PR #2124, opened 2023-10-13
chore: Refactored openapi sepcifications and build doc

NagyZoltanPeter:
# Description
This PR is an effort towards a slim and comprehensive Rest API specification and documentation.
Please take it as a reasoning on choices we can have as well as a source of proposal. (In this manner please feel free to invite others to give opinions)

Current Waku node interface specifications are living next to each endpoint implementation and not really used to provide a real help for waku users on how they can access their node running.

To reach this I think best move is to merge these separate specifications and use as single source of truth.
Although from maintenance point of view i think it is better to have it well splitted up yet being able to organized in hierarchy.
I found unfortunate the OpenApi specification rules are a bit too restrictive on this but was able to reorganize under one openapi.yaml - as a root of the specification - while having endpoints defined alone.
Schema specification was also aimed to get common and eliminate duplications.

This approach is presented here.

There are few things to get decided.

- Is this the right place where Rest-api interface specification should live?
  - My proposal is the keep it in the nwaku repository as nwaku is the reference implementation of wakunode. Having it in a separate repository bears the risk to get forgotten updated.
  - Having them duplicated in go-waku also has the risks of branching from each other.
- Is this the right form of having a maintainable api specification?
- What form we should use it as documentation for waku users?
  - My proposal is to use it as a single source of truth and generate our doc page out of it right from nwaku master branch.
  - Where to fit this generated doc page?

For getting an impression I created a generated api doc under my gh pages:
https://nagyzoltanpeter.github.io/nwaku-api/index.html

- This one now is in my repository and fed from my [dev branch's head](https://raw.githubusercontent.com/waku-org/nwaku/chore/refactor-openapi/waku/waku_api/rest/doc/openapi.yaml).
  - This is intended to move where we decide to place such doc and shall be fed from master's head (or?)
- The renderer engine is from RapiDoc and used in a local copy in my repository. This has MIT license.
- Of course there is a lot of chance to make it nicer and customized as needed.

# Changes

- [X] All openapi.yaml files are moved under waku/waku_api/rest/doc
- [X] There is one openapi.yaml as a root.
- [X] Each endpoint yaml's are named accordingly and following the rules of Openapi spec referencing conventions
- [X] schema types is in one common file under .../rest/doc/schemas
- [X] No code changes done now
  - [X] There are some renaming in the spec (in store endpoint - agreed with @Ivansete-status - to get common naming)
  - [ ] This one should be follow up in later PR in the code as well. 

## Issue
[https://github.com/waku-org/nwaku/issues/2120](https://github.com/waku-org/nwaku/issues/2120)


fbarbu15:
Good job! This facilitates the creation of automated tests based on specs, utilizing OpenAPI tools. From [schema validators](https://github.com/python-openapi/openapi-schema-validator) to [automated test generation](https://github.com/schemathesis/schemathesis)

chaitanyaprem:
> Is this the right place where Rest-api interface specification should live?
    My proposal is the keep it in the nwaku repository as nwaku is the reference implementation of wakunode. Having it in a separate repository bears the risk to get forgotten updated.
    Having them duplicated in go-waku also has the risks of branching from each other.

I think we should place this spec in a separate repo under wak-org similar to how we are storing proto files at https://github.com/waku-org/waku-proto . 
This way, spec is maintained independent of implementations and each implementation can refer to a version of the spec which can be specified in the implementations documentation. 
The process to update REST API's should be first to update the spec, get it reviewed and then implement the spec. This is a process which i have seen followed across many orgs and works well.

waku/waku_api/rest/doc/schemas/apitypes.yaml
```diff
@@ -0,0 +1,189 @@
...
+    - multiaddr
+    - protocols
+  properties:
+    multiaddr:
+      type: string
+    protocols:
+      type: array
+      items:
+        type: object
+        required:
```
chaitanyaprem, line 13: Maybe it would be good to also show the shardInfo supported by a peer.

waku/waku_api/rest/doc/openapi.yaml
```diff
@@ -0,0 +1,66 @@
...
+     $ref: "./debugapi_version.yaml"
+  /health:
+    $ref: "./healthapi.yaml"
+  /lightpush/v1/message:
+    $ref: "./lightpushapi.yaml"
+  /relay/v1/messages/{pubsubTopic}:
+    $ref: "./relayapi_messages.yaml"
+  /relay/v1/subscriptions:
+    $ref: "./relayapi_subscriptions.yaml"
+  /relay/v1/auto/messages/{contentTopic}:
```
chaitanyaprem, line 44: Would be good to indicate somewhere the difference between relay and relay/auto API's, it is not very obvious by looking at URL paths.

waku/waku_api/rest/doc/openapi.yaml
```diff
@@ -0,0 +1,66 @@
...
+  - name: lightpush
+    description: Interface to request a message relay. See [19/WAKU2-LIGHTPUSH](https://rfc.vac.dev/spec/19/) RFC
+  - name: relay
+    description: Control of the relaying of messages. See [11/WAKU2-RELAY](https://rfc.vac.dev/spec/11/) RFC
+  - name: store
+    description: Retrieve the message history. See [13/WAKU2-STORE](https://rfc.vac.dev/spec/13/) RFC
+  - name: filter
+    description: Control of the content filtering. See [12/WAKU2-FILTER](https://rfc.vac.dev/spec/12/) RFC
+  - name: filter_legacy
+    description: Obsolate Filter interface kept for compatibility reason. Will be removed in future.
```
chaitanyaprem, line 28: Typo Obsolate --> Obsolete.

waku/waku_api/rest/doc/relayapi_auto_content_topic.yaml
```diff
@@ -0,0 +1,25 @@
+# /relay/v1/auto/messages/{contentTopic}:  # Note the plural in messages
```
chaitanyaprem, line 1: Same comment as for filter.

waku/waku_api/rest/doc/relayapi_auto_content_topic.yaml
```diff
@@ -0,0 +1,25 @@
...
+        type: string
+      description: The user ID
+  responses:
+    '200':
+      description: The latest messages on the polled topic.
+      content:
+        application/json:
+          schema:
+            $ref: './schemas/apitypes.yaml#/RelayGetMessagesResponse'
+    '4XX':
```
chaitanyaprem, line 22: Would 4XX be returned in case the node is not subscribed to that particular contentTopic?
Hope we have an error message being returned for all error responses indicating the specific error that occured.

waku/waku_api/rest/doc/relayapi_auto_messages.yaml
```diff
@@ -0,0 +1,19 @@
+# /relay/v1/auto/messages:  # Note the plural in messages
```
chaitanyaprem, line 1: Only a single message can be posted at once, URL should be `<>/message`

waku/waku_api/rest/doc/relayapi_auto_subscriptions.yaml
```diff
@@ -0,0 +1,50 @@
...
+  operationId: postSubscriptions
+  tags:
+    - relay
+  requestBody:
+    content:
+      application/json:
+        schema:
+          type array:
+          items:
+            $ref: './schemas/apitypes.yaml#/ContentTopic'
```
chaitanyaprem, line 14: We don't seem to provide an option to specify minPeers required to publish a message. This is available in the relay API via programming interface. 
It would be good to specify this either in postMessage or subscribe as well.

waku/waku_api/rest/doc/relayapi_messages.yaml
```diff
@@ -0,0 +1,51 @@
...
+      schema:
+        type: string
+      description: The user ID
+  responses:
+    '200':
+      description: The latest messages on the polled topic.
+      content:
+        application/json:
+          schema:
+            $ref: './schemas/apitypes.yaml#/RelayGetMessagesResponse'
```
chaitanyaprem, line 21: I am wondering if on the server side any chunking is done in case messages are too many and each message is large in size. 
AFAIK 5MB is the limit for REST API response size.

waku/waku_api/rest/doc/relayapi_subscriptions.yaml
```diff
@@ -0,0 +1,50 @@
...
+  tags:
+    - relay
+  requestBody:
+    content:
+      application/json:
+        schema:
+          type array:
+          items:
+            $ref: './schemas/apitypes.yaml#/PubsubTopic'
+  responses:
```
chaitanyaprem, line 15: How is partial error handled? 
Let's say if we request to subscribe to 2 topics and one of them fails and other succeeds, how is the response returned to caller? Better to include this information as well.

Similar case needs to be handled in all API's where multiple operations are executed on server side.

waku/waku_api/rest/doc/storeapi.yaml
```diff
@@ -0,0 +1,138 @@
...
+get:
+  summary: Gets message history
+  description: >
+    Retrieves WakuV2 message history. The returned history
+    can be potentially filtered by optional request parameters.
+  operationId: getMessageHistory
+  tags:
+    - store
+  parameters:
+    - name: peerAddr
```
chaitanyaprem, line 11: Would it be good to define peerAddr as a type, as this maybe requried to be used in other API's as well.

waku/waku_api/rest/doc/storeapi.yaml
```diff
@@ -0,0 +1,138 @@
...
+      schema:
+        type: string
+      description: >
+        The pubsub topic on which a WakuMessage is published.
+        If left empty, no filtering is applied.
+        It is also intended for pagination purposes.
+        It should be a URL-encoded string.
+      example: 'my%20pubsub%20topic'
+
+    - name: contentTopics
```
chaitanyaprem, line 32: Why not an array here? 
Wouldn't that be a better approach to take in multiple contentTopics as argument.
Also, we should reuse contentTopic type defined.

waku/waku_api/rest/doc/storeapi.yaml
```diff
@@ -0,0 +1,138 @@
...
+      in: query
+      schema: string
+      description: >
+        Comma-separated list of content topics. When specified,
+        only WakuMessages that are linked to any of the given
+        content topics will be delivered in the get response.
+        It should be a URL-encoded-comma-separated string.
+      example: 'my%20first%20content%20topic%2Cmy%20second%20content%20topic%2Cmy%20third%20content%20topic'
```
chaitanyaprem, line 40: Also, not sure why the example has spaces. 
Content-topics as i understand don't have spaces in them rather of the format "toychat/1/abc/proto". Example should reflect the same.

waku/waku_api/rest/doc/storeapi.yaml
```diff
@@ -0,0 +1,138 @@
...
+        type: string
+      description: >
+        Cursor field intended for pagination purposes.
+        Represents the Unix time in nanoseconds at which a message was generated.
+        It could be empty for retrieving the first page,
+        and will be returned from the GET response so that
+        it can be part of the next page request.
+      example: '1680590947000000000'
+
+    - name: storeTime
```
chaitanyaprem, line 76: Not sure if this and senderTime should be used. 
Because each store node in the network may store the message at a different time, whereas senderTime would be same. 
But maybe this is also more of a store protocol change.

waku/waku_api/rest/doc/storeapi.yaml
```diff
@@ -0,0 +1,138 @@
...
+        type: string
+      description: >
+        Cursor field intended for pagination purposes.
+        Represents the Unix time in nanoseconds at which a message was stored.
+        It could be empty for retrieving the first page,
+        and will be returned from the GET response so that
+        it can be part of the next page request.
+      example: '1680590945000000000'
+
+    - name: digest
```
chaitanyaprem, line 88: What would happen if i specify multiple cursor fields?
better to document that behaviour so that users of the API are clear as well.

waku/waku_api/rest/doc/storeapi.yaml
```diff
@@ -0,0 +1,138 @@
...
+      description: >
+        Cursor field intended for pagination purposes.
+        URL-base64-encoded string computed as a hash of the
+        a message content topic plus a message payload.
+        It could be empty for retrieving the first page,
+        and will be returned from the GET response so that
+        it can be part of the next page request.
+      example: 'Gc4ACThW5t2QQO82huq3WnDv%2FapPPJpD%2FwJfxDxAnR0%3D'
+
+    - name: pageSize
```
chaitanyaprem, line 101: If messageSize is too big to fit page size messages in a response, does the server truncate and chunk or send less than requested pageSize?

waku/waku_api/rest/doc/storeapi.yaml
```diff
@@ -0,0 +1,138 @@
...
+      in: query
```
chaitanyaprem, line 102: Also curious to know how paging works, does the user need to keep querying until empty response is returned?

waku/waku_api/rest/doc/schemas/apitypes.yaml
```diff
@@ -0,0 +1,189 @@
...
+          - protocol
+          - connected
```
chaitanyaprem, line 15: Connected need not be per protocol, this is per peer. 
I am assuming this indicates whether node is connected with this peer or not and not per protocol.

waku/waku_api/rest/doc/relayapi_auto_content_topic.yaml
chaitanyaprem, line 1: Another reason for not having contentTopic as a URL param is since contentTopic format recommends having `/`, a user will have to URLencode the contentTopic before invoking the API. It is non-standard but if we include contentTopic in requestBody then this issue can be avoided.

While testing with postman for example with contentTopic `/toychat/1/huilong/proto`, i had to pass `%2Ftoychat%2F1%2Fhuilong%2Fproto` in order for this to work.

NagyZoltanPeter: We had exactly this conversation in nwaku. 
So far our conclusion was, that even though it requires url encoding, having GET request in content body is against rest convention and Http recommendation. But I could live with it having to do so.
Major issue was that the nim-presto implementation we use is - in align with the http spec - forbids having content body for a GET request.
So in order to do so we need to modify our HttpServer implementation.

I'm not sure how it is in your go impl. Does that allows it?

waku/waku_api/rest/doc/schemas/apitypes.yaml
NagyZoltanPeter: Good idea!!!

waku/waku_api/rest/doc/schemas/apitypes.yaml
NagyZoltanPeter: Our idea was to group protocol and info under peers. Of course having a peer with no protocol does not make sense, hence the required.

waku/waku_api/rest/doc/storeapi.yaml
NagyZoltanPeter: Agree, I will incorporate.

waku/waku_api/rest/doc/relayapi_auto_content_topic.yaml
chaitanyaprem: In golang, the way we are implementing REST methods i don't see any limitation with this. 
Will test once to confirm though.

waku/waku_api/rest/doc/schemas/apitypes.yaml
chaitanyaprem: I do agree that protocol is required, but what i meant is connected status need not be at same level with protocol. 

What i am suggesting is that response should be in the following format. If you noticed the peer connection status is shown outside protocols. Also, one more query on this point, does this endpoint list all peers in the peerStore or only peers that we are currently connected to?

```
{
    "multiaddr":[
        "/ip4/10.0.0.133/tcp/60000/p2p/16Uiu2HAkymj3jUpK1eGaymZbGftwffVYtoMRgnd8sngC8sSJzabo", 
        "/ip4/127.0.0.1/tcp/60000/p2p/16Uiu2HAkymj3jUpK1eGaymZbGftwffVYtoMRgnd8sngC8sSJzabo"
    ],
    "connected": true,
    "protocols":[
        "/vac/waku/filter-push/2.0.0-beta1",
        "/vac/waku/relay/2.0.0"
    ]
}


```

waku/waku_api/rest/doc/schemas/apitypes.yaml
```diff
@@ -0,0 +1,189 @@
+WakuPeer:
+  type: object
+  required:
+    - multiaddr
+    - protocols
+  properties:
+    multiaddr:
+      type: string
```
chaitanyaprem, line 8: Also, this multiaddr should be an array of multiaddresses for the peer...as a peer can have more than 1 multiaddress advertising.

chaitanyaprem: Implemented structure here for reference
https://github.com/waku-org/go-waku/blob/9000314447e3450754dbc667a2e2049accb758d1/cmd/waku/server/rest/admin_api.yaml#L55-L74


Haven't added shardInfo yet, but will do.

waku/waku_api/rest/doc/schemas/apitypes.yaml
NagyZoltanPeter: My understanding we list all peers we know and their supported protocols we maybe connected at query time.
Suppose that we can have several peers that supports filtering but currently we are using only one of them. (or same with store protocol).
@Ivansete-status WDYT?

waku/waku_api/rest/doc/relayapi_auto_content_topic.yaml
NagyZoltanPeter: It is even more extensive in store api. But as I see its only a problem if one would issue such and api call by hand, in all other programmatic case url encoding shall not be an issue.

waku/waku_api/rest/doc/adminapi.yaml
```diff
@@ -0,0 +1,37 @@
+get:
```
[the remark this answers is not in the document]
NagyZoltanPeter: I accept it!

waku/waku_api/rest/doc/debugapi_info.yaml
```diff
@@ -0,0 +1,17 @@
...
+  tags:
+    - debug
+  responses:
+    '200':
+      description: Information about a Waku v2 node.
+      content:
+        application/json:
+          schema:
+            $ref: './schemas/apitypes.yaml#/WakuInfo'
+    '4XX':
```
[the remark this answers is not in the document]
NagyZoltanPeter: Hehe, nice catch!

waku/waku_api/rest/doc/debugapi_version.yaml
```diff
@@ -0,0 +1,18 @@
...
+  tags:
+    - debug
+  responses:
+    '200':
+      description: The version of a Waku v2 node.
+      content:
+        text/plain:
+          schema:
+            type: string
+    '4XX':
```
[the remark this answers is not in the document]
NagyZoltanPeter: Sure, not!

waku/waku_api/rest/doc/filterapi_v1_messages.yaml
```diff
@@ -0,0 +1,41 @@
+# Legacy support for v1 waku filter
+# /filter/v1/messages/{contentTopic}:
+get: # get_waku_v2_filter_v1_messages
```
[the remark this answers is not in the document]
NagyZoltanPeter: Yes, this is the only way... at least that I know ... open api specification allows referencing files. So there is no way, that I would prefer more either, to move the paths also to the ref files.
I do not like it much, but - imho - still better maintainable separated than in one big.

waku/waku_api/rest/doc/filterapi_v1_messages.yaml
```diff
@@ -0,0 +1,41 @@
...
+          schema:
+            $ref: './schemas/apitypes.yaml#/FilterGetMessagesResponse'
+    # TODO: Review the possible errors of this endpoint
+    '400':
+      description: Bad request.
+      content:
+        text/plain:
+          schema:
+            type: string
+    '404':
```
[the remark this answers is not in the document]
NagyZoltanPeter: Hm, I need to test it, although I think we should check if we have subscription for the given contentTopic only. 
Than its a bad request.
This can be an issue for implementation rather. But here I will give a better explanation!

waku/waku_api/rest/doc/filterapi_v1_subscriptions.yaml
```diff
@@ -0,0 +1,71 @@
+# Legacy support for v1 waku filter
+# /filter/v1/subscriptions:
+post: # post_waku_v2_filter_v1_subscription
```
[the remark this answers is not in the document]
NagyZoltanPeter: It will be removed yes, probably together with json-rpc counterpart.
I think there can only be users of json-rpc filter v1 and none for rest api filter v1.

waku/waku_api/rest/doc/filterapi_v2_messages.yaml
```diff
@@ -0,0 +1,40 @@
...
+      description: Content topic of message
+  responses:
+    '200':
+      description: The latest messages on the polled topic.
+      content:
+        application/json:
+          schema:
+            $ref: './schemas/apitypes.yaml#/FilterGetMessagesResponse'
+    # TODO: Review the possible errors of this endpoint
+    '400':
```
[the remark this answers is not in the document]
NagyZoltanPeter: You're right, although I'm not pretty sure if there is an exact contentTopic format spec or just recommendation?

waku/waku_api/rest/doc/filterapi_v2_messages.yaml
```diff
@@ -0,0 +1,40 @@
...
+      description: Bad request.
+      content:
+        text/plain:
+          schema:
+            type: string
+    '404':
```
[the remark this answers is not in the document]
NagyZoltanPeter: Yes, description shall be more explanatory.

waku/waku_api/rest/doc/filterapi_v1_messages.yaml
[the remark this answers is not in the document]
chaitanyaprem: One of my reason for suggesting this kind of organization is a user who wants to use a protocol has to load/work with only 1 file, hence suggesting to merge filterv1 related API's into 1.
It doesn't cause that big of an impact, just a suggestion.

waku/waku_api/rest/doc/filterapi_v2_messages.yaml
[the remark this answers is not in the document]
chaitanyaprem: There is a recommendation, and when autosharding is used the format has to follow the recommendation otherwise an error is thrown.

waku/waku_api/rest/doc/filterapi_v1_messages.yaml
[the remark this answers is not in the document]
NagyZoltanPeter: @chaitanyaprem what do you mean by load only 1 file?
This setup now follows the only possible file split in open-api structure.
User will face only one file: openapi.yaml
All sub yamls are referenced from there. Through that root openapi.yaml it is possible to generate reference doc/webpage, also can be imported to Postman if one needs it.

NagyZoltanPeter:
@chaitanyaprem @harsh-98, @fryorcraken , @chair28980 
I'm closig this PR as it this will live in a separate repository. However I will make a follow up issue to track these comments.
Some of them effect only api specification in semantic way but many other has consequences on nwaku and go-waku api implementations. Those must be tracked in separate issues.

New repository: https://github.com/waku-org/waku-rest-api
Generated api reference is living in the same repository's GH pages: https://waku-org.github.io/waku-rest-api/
* * *
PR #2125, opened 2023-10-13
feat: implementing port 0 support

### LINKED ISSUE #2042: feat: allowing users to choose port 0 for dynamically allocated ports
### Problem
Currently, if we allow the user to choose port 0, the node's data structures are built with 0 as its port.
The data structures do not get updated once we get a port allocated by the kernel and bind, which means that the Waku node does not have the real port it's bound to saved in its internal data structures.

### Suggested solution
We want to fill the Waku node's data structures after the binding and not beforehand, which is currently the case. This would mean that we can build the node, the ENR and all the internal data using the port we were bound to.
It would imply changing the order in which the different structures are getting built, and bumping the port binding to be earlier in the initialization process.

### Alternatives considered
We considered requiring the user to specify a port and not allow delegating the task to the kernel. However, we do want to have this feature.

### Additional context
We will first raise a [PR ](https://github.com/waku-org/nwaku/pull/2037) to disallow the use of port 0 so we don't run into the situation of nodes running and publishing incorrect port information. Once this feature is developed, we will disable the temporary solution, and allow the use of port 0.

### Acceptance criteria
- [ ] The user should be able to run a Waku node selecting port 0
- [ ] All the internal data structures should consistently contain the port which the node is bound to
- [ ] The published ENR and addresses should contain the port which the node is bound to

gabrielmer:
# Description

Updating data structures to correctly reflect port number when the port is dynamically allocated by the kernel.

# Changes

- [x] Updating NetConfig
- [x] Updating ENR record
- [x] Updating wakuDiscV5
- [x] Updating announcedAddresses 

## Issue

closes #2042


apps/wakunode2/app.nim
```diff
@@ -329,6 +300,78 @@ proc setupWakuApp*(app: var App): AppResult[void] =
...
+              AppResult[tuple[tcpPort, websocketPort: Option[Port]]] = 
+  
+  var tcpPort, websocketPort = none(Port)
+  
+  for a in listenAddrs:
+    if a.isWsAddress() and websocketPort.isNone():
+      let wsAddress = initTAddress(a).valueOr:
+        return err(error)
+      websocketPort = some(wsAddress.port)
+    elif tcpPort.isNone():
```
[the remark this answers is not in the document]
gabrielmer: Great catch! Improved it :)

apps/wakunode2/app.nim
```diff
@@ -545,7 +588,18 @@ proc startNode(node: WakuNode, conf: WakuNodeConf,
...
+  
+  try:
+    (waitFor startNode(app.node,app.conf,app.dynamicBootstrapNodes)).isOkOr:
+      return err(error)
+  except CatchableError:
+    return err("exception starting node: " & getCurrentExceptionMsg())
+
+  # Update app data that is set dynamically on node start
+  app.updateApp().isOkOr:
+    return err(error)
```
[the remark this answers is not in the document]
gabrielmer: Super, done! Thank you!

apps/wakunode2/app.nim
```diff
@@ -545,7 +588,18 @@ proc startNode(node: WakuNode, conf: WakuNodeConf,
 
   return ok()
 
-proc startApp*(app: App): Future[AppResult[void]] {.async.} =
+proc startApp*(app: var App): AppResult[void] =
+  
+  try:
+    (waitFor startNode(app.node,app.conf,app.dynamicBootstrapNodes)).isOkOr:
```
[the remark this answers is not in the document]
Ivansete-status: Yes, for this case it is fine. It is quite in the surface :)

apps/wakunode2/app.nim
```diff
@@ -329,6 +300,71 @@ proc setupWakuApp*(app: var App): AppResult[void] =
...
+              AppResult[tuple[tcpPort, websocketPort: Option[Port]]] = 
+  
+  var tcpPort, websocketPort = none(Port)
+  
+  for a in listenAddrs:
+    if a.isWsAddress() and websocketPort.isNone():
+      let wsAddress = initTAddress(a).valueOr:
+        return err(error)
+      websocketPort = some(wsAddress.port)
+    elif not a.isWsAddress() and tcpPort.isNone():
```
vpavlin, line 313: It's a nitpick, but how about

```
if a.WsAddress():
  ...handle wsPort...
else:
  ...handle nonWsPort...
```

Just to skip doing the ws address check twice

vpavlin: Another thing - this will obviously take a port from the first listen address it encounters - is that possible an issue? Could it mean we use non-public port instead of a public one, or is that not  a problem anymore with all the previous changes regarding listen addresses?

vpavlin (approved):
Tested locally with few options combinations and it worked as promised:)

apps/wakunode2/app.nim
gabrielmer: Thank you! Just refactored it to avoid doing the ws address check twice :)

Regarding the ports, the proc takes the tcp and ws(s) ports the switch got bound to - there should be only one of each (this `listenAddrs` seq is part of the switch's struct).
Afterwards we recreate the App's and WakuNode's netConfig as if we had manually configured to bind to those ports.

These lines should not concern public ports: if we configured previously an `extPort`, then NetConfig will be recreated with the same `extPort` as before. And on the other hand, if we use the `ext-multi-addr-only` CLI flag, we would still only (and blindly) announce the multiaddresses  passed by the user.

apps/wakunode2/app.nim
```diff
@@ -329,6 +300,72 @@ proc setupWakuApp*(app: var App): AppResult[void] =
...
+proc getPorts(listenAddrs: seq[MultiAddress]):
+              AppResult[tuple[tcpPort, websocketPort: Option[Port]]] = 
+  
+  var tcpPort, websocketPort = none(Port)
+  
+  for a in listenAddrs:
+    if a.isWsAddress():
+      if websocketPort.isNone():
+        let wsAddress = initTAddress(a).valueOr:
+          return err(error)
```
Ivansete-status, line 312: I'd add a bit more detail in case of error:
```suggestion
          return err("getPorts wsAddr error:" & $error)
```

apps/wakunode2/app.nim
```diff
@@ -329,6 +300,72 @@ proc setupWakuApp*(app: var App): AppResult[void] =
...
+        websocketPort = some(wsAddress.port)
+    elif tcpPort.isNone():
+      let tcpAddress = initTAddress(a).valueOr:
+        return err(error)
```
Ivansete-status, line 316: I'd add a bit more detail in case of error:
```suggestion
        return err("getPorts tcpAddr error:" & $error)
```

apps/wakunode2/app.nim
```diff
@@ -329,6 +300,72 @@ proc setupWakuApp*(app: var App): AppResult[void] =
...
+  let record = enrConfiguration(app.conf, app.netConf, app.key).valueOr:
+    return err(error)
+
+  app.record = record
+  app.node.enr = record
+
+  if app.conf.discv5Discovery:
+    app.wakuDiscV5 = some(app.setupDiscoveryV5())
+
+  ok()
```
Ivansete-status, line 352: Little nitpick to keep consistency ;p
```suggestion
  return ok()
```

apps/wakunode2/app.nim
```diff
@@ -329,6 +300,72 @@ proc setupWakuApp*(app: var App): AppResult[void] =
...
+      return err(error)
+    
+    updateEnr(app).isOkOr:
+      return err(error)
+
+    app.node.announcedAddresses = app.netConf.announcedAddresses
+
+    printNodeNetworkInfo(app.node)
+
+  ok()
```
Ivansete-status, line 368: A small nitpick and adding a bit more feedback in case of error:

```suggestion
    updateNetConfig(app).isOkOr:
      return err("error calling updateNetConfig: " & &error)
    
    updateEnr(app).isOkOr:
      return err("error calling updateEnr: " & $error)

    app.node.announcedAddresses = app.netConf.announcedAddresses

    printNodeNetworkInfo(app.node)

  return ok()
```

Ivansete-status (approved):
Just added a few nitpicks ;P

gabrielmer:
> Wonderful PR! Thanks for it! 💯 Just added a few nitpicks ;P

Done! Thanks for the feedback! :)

◆ **Your instructions**
Print exactly the lines above from the one with "PR #2124, opened 2023-10-13" to the one with "Please take it", including both.

◆ **Task result**
PR #2124, opened 2023-10-13
chore: Refactored openapi sepcifications and build doc

NagyZoltanPeter:
# Description
This PR is an effort towards a slim and comprehensive Rest API specification and documentation.
Please take it as a reasoning on choices we can have as well as a source of proposal. (In this manner please feel free to invite others to give opinions)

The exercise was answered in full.